Instructions to follow —
Each line below should be written out again without any change.

Dataset entries —
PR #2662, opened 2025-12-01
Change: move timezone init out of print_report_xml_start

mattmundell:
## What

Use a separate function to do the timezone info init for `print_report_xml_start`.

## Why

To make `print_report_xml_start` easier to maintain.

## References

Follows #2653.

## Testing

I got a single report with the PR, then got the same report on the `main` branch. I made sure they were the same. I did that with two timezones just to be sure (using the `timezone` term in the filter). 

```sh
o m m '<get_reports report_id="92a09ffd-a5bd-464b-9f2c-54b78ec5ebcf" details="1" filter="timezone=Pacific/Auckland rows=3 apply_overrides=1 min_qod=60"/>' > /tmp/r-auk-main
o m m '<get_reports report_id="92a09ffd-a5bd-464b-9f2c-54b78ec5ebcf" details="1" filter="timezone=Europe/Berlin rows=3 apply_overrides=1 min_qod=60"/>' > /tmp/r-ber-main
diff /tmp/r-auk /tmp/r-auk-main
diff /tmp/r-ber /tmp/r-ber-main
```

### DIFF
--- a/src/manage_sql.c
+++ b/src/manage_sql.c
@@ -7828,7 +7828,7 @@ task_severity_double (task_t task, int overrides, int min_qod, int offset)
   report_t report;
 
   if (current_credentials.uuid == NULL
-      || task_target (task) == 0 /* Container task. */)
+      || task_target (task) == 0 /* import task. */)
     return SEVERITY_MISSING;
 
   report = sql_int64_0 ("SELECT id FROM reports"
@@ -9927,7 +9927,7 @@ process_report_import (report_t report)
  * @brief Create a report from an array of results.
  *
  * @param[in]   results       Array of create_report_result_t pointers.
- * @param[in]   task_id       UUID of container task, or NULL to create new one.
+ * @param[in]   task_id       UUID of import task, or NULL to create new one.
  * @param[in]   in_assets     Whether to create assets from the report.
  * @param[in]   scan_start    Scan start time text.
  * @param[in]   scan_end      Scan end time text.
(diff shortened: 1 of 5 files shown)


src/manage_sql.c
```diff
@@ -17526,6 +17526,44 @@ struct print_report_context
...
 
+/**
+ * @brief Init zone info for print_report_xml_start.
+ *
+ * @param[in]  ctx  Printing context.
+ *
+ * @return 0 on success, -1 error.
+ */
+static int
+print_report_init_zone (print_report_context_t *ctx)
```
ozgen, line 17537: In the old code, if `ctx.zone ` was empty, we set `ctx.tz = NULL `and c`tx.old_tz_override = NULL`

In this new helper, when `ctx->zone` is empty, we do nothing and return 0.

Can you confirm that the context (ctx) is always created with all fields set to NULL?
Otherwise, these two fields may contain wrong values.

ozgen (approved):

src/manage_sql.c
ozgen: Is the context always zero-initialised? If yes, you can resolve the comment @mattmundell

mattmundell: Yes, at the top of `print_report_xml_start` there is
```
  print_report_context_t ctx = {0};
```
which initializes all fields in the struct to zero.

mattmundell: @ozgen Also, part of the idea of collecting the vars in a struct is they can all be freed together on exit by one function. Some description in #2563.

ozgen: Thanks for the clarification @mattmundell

Task output —
PR #2662, opened 2025-12-01
Change: move timezone init out of print_report_xml_start

mattmundell:
## What

Use a separate function to do the timezone info init for `print_report_xml_start`.

## Why

To make `print_report_xml_start` easier to maintain.

## References

Follows #2653.

## Testing

I got a single report with the PR, then got the same report on the `main` branch. I made sure they were the same. I did that with two timezones just to be sure (using the `timezone` term in the filter). 

```sh
o m m '<get_reports report_id="92a09ffd-a5bd-464b-9f2c-54b78ec5ebcf" details="1" filter="timezone=Pacific/Auckland rows=3 apply_overrides=1 min_qod=60"/>' > /tmp/r-auk-main
o m m '<get_reports report_id="92a09ffd-a5bd-464b-9f2c-54b78ec5ebcf" details="1" filter="timezone=Europe/Berlin rows=3 apply_overrides=1 min_qod=60"/>' > /tmp/r-ber-main
diff /tmp/r-auk /tmp/r-auk-main
diff /tmp/r-ber /tmp/r-ber-main
```

### DIFF
--- a/src/manage_sql.c
+++ b/src/manage_sql.c
@@ -7828,7 +7828,7 @@ task_severity_double (task_t task, int overrides, int min_qod, int offset)
   report_t report;
 
   if (current_credentials.uuid == NULL
-      || task_target (task) == 0 /* Container task. */)
+      || task_target (task) == 0 /* import task. */)
     return SEVERITY_MISSING;
 
   report = sql_int64_0 ("SELECT id FROM reports"
@@ -9927,7 +9927,7 @@ process_report_import (report_t report)
  * @brief Create a report from an array of results.
  *
  * @param[in]   results       Array of create_report_result_t pointers.
- * @param[in]   task_id       UUID of container task, or NULL to create new one.
+ * @param[in]   task_id       UUID of import task, or NULL to create new one.
  * @param[in]   in_assets     Whether to create assets from the report.
  * @param[in]   scan_start    Scan start time text.
  * @param[in]   scan_end      Scan end time text.
(diff shortened: 1 of 5 files shown)


src/manage_sql.c
```diff
@@ -17526,6 +17526,44 @@ struct print_report_context
...
 
+/**
+ * @brief Init zone info for print_report_xml_start.
+ *
+ * @param[in]  ctx  Printing context.
+ *
+ * @return 0 on success, -1 error.
+ */
+static int
+print_report_init_zone (print_report_context_t *ctx)
```
ozgen, line 17537: In the old code, if `ctx.zone ` was empty, we set `ctx.tz = NULL `and c`tx.old_tz_override = NULL`

In this new helper, when `ctx->zone` is empty, we do nothing and return 0.

Can you confirm that the context (ctx) is always created with all fields set to NULL?
Otherwise, these two fields may contain wrong values.

ozgen (approved):

src/manage_sql.c
ozgen: Is the context always zero-initialised? If yes, you can resolve the comment @mattmundell

mattmundell: Yes, at the top of `print_report_xml_start` there is
```
  print_report_context_t ctx = {0};
```
which initializes all fields in the struct to zero.

mattmundell: @ozgen Also, part of the idea of collecting the vars in a struct is they can all be freed together on exit by one function. Some description in #2563.

ozgen: Thanks for the clarification @mattmundell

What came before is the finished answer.